Post Mortem: Prod1 Workflow Latency On May 2nd 2024

Summary

On May 2, 2024 customers on the Prod1 cluster experienced elevated latency from workflows leading to delays in data appearing, updating and being routed in the platform

Root Cause

An internal change to reconfigure how we distributed automation traffic across Kustomer servers caused a service to become unresponsive due to excessive load, leading to a failure to automatically scale. Kustomer engineers were needed to manually scale that service and related services.

Timeline

2/24/24 2:29 PM EDT - Configuration change was introduced into the system shifting additional traffic onto a core service

2/24/24 2:37 PM EDT - Oncall engineer was alerted to increased latency on the core service

2/24/24 3:00 PM EDT - Root Cause was identified and engineers began manually scaling systems

2/24/24 3:15 PM EDT - Core service was healthy and began catching up against backlog of events

2/24/24 3:32 PM EDT - System fully caught up against backlog of workflow events. After ensuring stability, engineers began redriving a small # of workflow events that had failed due to latency
2/24/24 4:00 PM EDT - All events were redriven and system health was normal

‌

Lessons/Improvements

Release Process: We identified a potential improvement in how we review and release sensitive changes and will be introducing a new process to provide additional redundancy and oversight when making changes that will significantly increase traffic to a service
Scaling Adjustments: We identified some inefficiencies in how the related services here scale and have implemented improvements to prevent a recurrence of this pattern

Posted May 03, 2024 - 17:12 EDT

Resolved

Kustomer has resolved an event that was causing platform latency. This issue has been resolved and our team is redriving workflow events during the latency period.

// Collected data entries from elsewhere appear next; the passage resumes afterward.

PR #70, opened 2020-04-21
lora: Initial work at LoRaWAN support. Empty announcements.

kallisti5:
This has been greatly simplified using a common LoRa library, and removing the Heltec code.

1) If enabled for the board, LoRa is setup using the network credentials hard coded within the code
   (these can be pulled via the OpenEVSE storage, but just not there yet)
2) If a LoRaWAN gateway is in range (a few miles), the device will begin to announce the OpenEVSE status.
  (the status is empty at the moment, need to pull from OpenEVSE still. The status information needs packed into as small a datastructure as possible)
3) The LoRaWAN network (in my case The Things Network) will receive the data, translate it, and pass it onto any configured integrations the user specifies. (aka, Plugshare??? :-) )

### DIFF
--- a/src/lora.cpp
+++ b/src/lora.cpp
@@ -1,0 +1,153 @@
+/*
+ * Copyright (c) 2019-2020 Alexander von Gluck IV for OpenEVSE
+ *
+ * -------------------------------------------------------------------
+ *
+ * Additional Adaptation of OpenEVSE ESP Wifi
+ * by Trystan Lea, Glyn Hudson, OpenEnergyMonitor
+ * All adaptation GNU General Public License as below.
+ *
+ * -------------------------------------------------------------------
+ *
+ * This file is part of Open EVSE.
+ * Open EVSE is free software; you can redistribute it and/or modify
+ * it under the terms of the GNU General Public License as published by
+ * the Free Software Foundation; either version 3, or (at your option)
+ * any later version.
+ * Open EVSE is distributed in the hope that it will be useful,
+ * but WITHOUT ANY WARRANTY; without even the implied warranty of
+ * MERCHANTABILITY or FITNESS FOR A PARTICULAR PURPOSE.  See the
+ * GNU General Public License for more details.
+ * You should have received a copy of the GNU General Public License
+ * along with Open EVSE; see the file COPYING.  If not, write to the
+ * Free Software Foundation, Inc., 59 Temple Place - Suite 330,
+ * Boston, MA 02111-1307, USA.
+ */
+#ifdef ENABLE_LORA
+
+#include <lmic.h>
+#include <hal/hal.h>
+#include <SPI.h>
+
+#include "emonesp.h"
+#include "lora.h"
+
+#include "app_config.h"
+
+
+#define LORA_HTOI(c) ((c<='9')?(c-'0'):((c<='F')?(c-'A'+10):((c<='f')?(c-'a'+10):(0))))
+#define LORA_TWO_HTOI(h, l) ((LORA_HTOI(h) << 4) + LORA_HTOI(l))
+#define LORA_HEX_TO_BYTE(a, h, n) { for (int i = 0; i < n; i++) (a)[i] = LORA_TWO_HTOI(h[2*i], h[2*i + 1]); }
+#define LORA_DEVADDR(a) (uint32_t) ((uint32_t) (a)[3] | (uint32_t) (a)[2] << 8 | (uint32_t) (a)[1] << 16 | (uint32_t) (a)[0] << 24)
+
+#define ANNOUNCE_INTERVAL 30 * 1000 // (In Milliseconds)
+
+
+// TODO: Store these via WebUI? We're doing (simple) ABP activation for now
+const char *devAddr = "00000000";
+const char *nwkSKey = "00000000000000000000000000000000";
+const char *appSKey = "00000000000000000000000000000000";
+
+
+// LoRaWAN credentials to use
+static uint8_t DEVADDR[4];
+static uint8_t NWKSKEY[16];
+static uint8_t APPSKEY[16];
+
+// Next LoRaWAN announcement
+unsigned long nextAnnounce;
+
+// LoRa module pin mapping
+const lmic_pinmap lmic_pins = {
+  .nss = LORA_NSS,
+  .rxtx = LMIC_UNUSED_PIN,
+  .rst = LORA_RST,
+  .dio = {LORA_DIO0, LORA_DIO1, LORA_DIO2},
+};
+
+// Used for OTAA, not used (yet)
+void os_getArtEui (u1_t* buf) { }
+void os_getDevEui (u1_t* buf) { }
+void os_getDevKey (u1_t* buf) { }
+
+
+void onEvent(ev_t ev) {
+  switch (ev) {
+    case EV_TXCOMPLETE:
+      DBUGF("LoRa: TX Complete.");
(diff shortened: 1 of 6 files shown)


src/lora.cpp
```diff
@@ -0,0 +1,152 @@
...
+// LoRaWAN credentials to use
+static uint8_t DEVADDR[4];
+static uint8_t NWKSKEY[16];
+static uint8_t APPSKEY[16];
+
+// LoRaWAN data packet
+unsigned long lastAnnounce;
+uint8_t dataPacket[9];
+
+// LoRa module pin mapping
```
kallisti5, line 61: We *might* be able to get these from HAL.. but not sure HAL is aware of them if we don't pull in the Heltec libraries.  Needs more investigation.  For now we can just define these per board.

src/lora.cpp
```diff
@@ -0,0 +1,152 @@
...
+  .dio = {LORA_DIO0, LORA_DIO1, LORA_DIO2},
+};
+
+// Used for OTAA, not used (yet)
+void os_getArtEui (u1_t* buf) { }
+void os_getDevEui (u1_t* buf) { }
+void os_getDevKey (u1_t* buf) { }
+
+
+void onEvent(ev_t ev) {
```
kallisti5, line 75: For now we just blast our status to the network every 30 seconds. We could add some confirmation code to "ensure the network accepted the update", but for now i'm keeping it simple.

src/lora.cpp
```diff
@@ -0,0 +1,152 @@
...
+
+#define LORA_HTOI(c) ((c<='9')?(c-'0'):((c<='F')?(c-'A'+10):((c<='f')?(c-'a'+10):(0))))
+#define LORA_TWO_HTOI(h, l) ((LORA_HTOI(h) << 4) + LORA_HTOI(l))
+#define LORA_HEX_TO_BYTE(a, h, n) { for (int i = 0; i < n; i++) (a)[i] = LORA_TWO_HTOI(h[2*i], h[2*i + 1]); }
+#define LORA_DEVADDR(a) (uint32_t) ((uint32_t) (a)[3] | (uint32_t) (a)[2] << 8 | (uint32_t) (a)[1] << 16 | (uint32_t) (a)[0] << 24)
+
+#define ANNOUNCE_INTERVAL 30 * 1000 // (In Milliseconds)
+
+
+// TODO: Store these via WebUI? We're doing (simple) ABP activation for now
```
kallisti5, line 46: ABP activation is where "every device is configured"  OpenEVSE could move to a "OTAA" activation where devices "automatically register and activate themselves under an application" but this is overkill unless OpenEVSE wants to become a 'managed' product (plug it in, and it works under the OpenEVSE account)

kallisti5:
Testing has been limited thus far, without a spare OpenEVSE module testing is tough since the ESP32 enters a "Unable to communicate to OpenEVSE" loop.  The code was taken from another (working) project I have.

kallisti5:
Oh.. beyond The Things Network, this code could be used to connect to any other LoRaWAN network (915 Mhz in the US). one option is Helium.  https://developer.helium.com/console/cli

Not sure of the options there, however there are a *ton* of Helium devices out there today. https://network.helium.com/coverage

src/lora.cpp
jeremypoulter: Does this have to be anything specific? There is a hardware ID that can be obtained from the (ESP) HAL (the WiFi MAC)

src/lora.cpp
```diff
@@ -0,0 +1,152 @@
...
+  DBUGF("LoRa: Starting LoRaWAN broadcast...");
+  // Check if there is not a current TX/RX job running
+  if (LMIC.opmode & OP_TXRXPEND) {
+    DBUGF("LoRa: Modem busy. Retry later");
+    return;
+  } 
+
+  // TODO: Pack important OpenEVSE stats into dataPacket.
+
+  LMIC_setTxData2(1, dataPacket, sizeof(dataPacket), true);
```
jeremypoulter, line 139: When is the dataPacket filled in with the state?

src/lora.cpp
```diff
@@ -0,0 +1,152 @@
...
+
+  lastAnnounce = millis();
```
jeremypoulter, line 141: IHMO it is better to work out what time the next packet should be, ie:
```suggestion
  nextAnnounce = millis() + ANNOUNCE_INTERVAL;
```

You only need to do the addition once rather than every check, but a minor point

src/lora.cpp
kallisti5: sorry, that comment was aimed at the LoRa module pin mapping.   The Heltec ESP32 V1 vs V2 has different pin mappings per device.  I've seen some references to the pin mappings being available from HAL, but there are no docs around using them.

https://github.com/mcci-catena/arduino-lmic/blob/master/src/hal/getpinmap_heltec_lora32.cpp

src/lora.cpp
kallisti5: > Does this have to be anything specific? There is a hardware ID that can be obtained from the (ESP) HAL (the WiFi MAC)

The three values identify + authenticate the OpenEVSE unit on the LoRaWAN network.  Pretty much the three values are generated at your LoRaWAN gateway provider and filled in. The values will be unique per OpenEVSE unit. (prime candidates for a webui setting)

Other things to adjust in the web ui in the future are the LoRa Spread factor. (7 = narrow bandwidth, but less prone to interference.  12 = wide bandwidth, but more prone to interference)

https://www.thethingsnetwork.org/article/how-spreading-factor-affects-lorawan-device-battery-life explains SF a bit.


>  When is the dataPacket filled in with the state?

That's what the todo is for :-)   We need to decide what's "important enough" to broadcast over LoRaWAN to a gateway potentially a few miles away.  Charger state, vehicle state of charge, etc.  Likely some subset of what you can send to MQTT today.  we should pack these as small as possible to improve reliability.  (two bits for charger state, etc)


Pretty much, data payloads that are sent over LoRa need to be as small as possible.  But essentially we're free to pack whatever OpenEVSE stats we want to.


Then, you add some "decoding logic" at the destination to unpack the lora data into whatever structure you want before passing it onto other integrations.

There is a review of the process here:
https://hackmd.io/@pmanzoni/Hy6qUmbA4


I'm using The Things Network here since it's free and has a low bar to entry. There are several however.  Essentially a LoRaWAN gateway such as The Things Network is an online API to:

1) Receive data from physical LoRaWAN gateway devices attached to the internet.
2) Translate the data from LoRaWAN, and send to configured integrations.

Think of LoRaWAN gateways as "cell phone towers".   Anyone can use the LoRaWAN gateway you provide, but each LoRaWAN gateway is configured for "a single gateway service" like The Things Network (free), helium.com (cryptocurrency based cost to use LoRaWAN), loriot.io (haven't looked at them yet)

src/lora.cpp
kallisti5: Ah. Good point :-)

kallisti5:
Ok. The latest patch has a bunch of fixes and actually pushes useful data over LoRaWAN :-)

The only change which is active when building non-lora enabled firmware is the addition of the "create_rapi_packed" function to input.cpp.  This takes important values and packs them into a bunch of uint8's to be broadcast over LoRa.  If a value could be reasonably > 255, I added a conversion factor (voltage, elapsed, temp)

Keep in mind this is all still untested. I need to short circut the OpenEVSE communication tests to try and fake the ESP32 to send some data over LoRaWAN.

jeremypoulter:
Replaced by #537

After careful monitoring, our team has determined that our systems are now fully restored, but our engineering team is still redriving Workflow events. During this redriving period lingering issues may still be present. Please reach out to Kustomer support if you have additional questions or concerns.

Posted May 02, 2024 - 16:09 EDT

Update

Kustomer has implemented an update to address an event that caused Latency and Delays.

Our team is currently monitoring this update to ensure the issue is fully resolved. Please expect further updates within the next 30 minutes, and reach out to Kustomer support if you have additional questions or concerns.

Posted May 02, 2024 - 15:47 EDT

Update

We are continuing to monitor for any further issues.

Posted May 02, 2024 - 15:47 EDT

Monitoring

Posted May 02, 2024 - 15:44 EDT

Identified

Kustomer has identified an event that may cause Latency and Delays.

Our team is currently working to implement a resolution. Please expect further updates within the next 30 minutes, and reach out to Kustomer support if you have additional questions or concerns.

Posted May 02, 2024 - 15:35 EDT

Investigating

Kustomer is aware of an event that may cause latency issues within the platform.

Our team is currently working to identify the cause of this issue in an effort to implement a resolution. Please expect additional updates within the next 30 minutes, and reach out to Kustomer support at support@kustomer.com if you have additional questions or concerns.

Posted May 02, 2024 - 15:31 EDT

This incident affected: Prod1 (US) (Bulk Jobs, Workflow).